▶ _Exercise requirements_: Will you give the material below again, every line exactly as it is?

▶ _Given information_:
════

PR #138, opened 2020-02-03
Use twist covariance for differential dependent pose measurements

efernandez:
This PR is on top of https://github.com/locusrobotics/fuse/pull/137 and extends the support for `differential` `dependent` pose measurements for the specific case of the `fuse_modesl::Odometry2D` sensor models.

The suboptimal approach proposed in https://github.com/locusrobotics/fuse/pull/137 has not be discarded because it can still be used for other sensor models:

- `fuse_models::Imu2D`: https://github.com/locusrobotics/fuse/pull/137/files#diff-d5ec9b8db4843c97eab48d6481dedd3e
- `fuse_models::Pose2D`: https://github.com/locusrobotics/fuse/pull/137/files#diff-64dc3a4b2e0f4da6a2cbbb17d7f8562c

Here, for the `fuse_models::Odometry2D` a single commit is contributed, that does the following.

When `differential: true` and `independent: false`, the relative pose covariance should NOT be computed from the consecutive absolute pose covariance matrices because they grow unbounded, so the resulting relative pose covariance suffers from numerical issues.

Instead, we can use the twist covariance of the last pose to compute the relative pose covariance, using the time difference between the consecutive absolute poses. The twist covariance is usually equivalent to the relative pose covariance divided by time difference. Indeed, this is exactly what the `diff_drive_controller` odometry computation logic does in our fork: https://github.com/clearpathrobotics/ros_controllers/blob/indigo-devel/diff_drive_controller/src/odometry.cpp#L198

The only limitation is that we cannot throttle the input topics, because otherwise the twist covariance from the intermediate/throttled messages is missed. We'll have to throttle inside the sensor model, by integrating the intermediate messages. However, in practice, I've throttled the inputs and I haven't seen any issues.

Note that the `minimum_pose_relative_covariance` is still used, but now it can be set to values as small as `1e-18` (for a diagonal covariance matrix) without any issues (the resulting covariance is sane, it passes all the checks: symmetry, PSD-ness). It can still be used to handle the cases when the twist covariance is zero or almost zero. Also note its default value is zero, which should be fine if the producer of the input doesn't generate a zero twist covariance (even when the robot doesn't move).

### DIFF
--- a/fuse_models/include/fuse_models/common/sensor_proc.h
+++ b/fuse_models/include/fuse_models/common/sensor_proc.h
@@ -707,6 +707,188 @@ inline bool processDifferentialPoseWithCovariance(
 }
 
 /**
+ * @brief Extracts relative 2D pose data from a PoseWithCovarianceStamped and adds that data to a fuse Transaction
+ *
+ * This method computes the delta between two poses and creates the required fuse variables and constraints, and then
+ * adds them to the given \p transaction. Only 2D data is used. The pose delta is calculated as
+ *
+ * pose_relative = pose_absolute1^-1 * pose_absolute2
+ *
+ * Additionally, the twist covariance of the last message is used to compute the relative pose covariance using the time
+ * difference between the pose_absolute2 and pose_absolute1 time stamps. This assumes the pose measurements are
+ * dependent. A small minimum relative covariance is added to avoid getting a zero or ill-conditioned covariance. This
+ * could happen if the twist covariance is very small, e.g. when the twist is zero.
+ *
+ * @param[in] source - The name of the sensor or motion model that generated this constraint
+ * @param[in] device_id - The UUID of the machine
+ * @param[in] pose1 - The first (and temporally earlier) PoseWithCovarianceStamped message
+ * @param[in] pose2 - The first (and temporally later) PoseWithCovarianceStamped message
+ * @param[in] twist - The first (and temporally later) TwistWithCovarianceStamped message
+ * @param[in] minimum_pose_relative_covariance - The minimum pose relative covariance that is always added to the
+ *                                               resulting pose relative covariance
+ * @param[in] loss - The loss function for the 2D pose constraint generated
+ * @param[in] validate - Whether to validate the measurements or not. If the validation fails no constraint is added
+ * @param[out] transaction - The generated variables and constraints are added to this transaction
+ * @return true if any constraints were added, false otherwise
+ */
+inline bool processDifferentialPoseWithTwistCovariance(
+  const std::string& source,
+  const fuse_core::UUID& device_id,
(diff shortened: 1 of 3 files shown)


fuse_models/include/fuse_models/common/sensor_proc.h
```diff
@@ -706,6 +706,194 @@ inline bool processDifferentialPoseWithCovariance(
...
+  orientation1->yaw() = pose1_2d.yaw();
+
+  auto position2 = fuse_variables::Position2DStamped::make_shared(pose2.header.stamp, device_id);
+  auto orientation2 = fuse_variables::Orientation2DStamped::make_shared(pose2.header.stamp, device_id);
+  position2->x() = pose2_2d.x();
+  position2->y() = pose2_2d.y();
+  orientation2->yaw() = pose2_2d.yaw();
+
+  // Create the delta for the constraint
+  const double sy = ::sin(-pose1_2d.yaw());
```
svwilliams: Since you don't need `cy` or `sy` outside of the pose manipulation, this could be simplified to something like:
```
auto delta = pose1_2d.inverseTimes(pose2_2d);
fuse_core::Vector3d pose_relative_mean;
pose_relative_mean << delta.x(), delta.y(), delta.yaw();
```

fuse_models/include/fuse_models/common/sensor_proc.h
```diff
@@ -706,6 +706,194 @@ inline bool processDifferentialPoseWithCovariance(
...
+  {
+    ROS_ERROR_STREAM_THROTTLE(10.0, "Very small time difference " << dt << "s from '" << source << "' source.");
+    return false;
+  }
+
+  fuse_core::Matrix3d j_twist;
+  j_twist.setIdentity();
+  j_twist *= dt;
+
+  pose_relative_covariance = j_twist * cov * j_twist.transpose() + minimum_pose_relative_covariance;
```
svwilliams, line 836: Any idea how this interacts with the official version of `ros_controllers`? The odometry calculation there seems very different than the ClearPath fork.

════

▶ _Exercise solution_:
PR #138, opened 2020-02-03
Use twist covariance for differential dependent pose measurements

efernandez:
This PR is on top of https://github.com/locusrobotics/fuse/pull/137 and extends the support for `differential` `dependent` pose measurements for the specific case of the `fuse_modesl::Odometry2D` sensor models.

The suboptimal approach proposed in https://github.com/locusrobotics/fuse/pull/137 has not be discarded because it can still be used for other sensor models:

- `fuse_models::Imu2D`: https://github.com/locusrobotics/fuse/pull/137/files#diff-d5ec9b8db4843c97eab48d6481dedd3e
- `fuse_models::Pose2D`: https://github.com/locusrobotics/fuse/pull/137/files#diff-64dc3a4b2e0f4da6a2cbbb17d7f8562c

Here, for the `fuse_models::Odometry2D` a single commit is contributed, that does the following.

When `differential: true` and `independent: false`, the relative pose covariance should NOT be computed from the consecutive absolute pose covariance matrices because they grow unbounded, so the resulting relative pose covariance suffers from numerical issues.

Instead, we can use the twist covariance of the last pose to compute the relative pose covariance, using the time difference between the consecutive absolute poses. The twist covariance is usually equivalent to the relative pose covariance divided by time difference. Indeed, this is exactly what the `diff_drive_controller` odometry computation logic does in our fork: https://github.com/clearpathrobotics/ros_controllers/blob/indigo-devel/diff_drive_controller/src/odometry.cpp#L198

The only limitation is that we cannot throttle the input topics, because otherwise the twist covariance from the intermediate/throttled messages is missed. We'll have to throttle inside the sensor model, by integrating the intermediate messages. However, in practice, I've throttled the inputs and I haven't seen any issues.

Note that the `minimum_pose_relative_covariance` is still used, but now it can be set to values as small as `1e-18` (for a diagonal covariance matrix) without any issues (the resulting covariance is sane, it passes all the checks: symmetry, PSD-ness). It can still be used to handle the cases when the twist covariance is zero or almost zero. Also note its default value is zero, which should be fine if the producer of the input doesn't generate a zero twist covariance (even when the robot doesn't move).

### DIFF
--- a/fuse_models/include/fuse_models/common/sensor_proc.h
+++ b/fuse_models/include/fuse_models/common/sensor_proc.h
@@ -707,6 +707,188 @@ inline bool processDifferentialPoseWithCovariance(
 }
 
 /**
+ * @brief Extracts relative 2D pose data from a PoseWithCovarianceStamped and adds that data to a fuse Transaction
+ *
+ * This method computes the delta between two poses and creates the required fuse variables and constraints, and then
+ * adds them to the given \p transaction. Only 2D data is used. The pose delta is calculated as
+ *
+ * pose_relative = pose_absolute1^-1 * pose_absolute2
+ *
+ * Additionally, the twist covariance of the last message is used to compute the relative pose covariance using the time
+ * difference between the pose_absolute2 and pose_absolute1 time stamps. This assumes the pose measurements are
+ * dependent. A small minimum relative covariance is added to avoid getting a zero or ill-conditioned covariance. This
+ * could happen if the twist covariance is very small, e.g. when the twist is zero.
+ *
+ * @param[in] source - The name of the sensor or motion model that generated this constraint
+ * @param[in] device_id - The UUID of the machine
+ * @param[in] pose1 - The first (and temporally earlier) PoseWithCovarianceStamped message
+ * @param[in] pose2 - The first (and temporally later) PoseWithCovarianceStamped message
+ * @param[in] twist - The first (and temporally later) TwistWithCovarianceStamped message
+ * @param[in] minimum_pose_relative_covariance - The minimum pose relative covariance that is always added to the
+ *                                               resulting pose relative covariance
+ * @param[in] loss - The loss function for the 2D pose constraint generated
+ * @param[in] validate - Whether to validate the measurements or not. If the validation fails no constraint is added
+ * @param[out] transaction - The generated variables and constraints are added to this transaction
+ * @return true if any constraints were added, false otherwise
+ */
+inline bool processDifferentialPoseWithTwistCovariance(
+  const std::string& source,
+  const fuse_core::UUID& device_id,
(diff shortened: 1 of 3 files shown)


fuse_models/include/fuse_models/common/sensor_proc.h
```diff
@@ -706,6 +706,194 @@ inline bool processDifferentialPoseWithCovariance(
...
+  orientation1->yaw() = pose1_2d.yaw();
+
+  auto position2 = fuse_variables::Position2DStamped::make_shared(pose2.header.stamp, device_id);
+  auto orientation2 = fuse_variables::Orientation2DStamped::make_shared(pose2.header.stamp, device_id);
+  position2->x() = pose2_2d.x();
+  position2->y() = pose2_2d.y();
+  orientation2->yaw() = pose2_2d.yaw();
+
+  // Create the delta for the constraint
+  const double sy = ::sin(-pose1_2d.yaw());
```
svwilliams: Since you don't need `cy` or `sy` outside of the pose manipulation, this could be simplified to something like:
```
auto delta = pose1_2d.inverseTimes(pose2_2d);
fuse_core::Vector3d pose_relative_mean;
pose_relative_mean << delta.x(), delta.y(), delta.yaw();
```

fuse_models/include/fuse_models/common/sensor_proc.h
```diff
@@ -706,6 +706,194 @@ inline bool processDifferentialPoseWithCovariance(
...
+  {
+    ROS_ERROR_STREAM_THROTTLE(10.0, "Very small time difference " << dt << "s from '" << source << "' source.");
+    return false;
+  }
+
+  fuse_core::Matrix3d j_twist;
+  j_twist.setIdentity();
+  j_twist *= dt;
+
+  pose_relative_covariance = j_twist * cov * j_twist.transpose() + minimum_pose_relative_covariance;
```
svwilliams, line 836: Any idea how this interacts with the official version of `ros_controllers`? The odometry calculation there seems very different than the ClearPath fork.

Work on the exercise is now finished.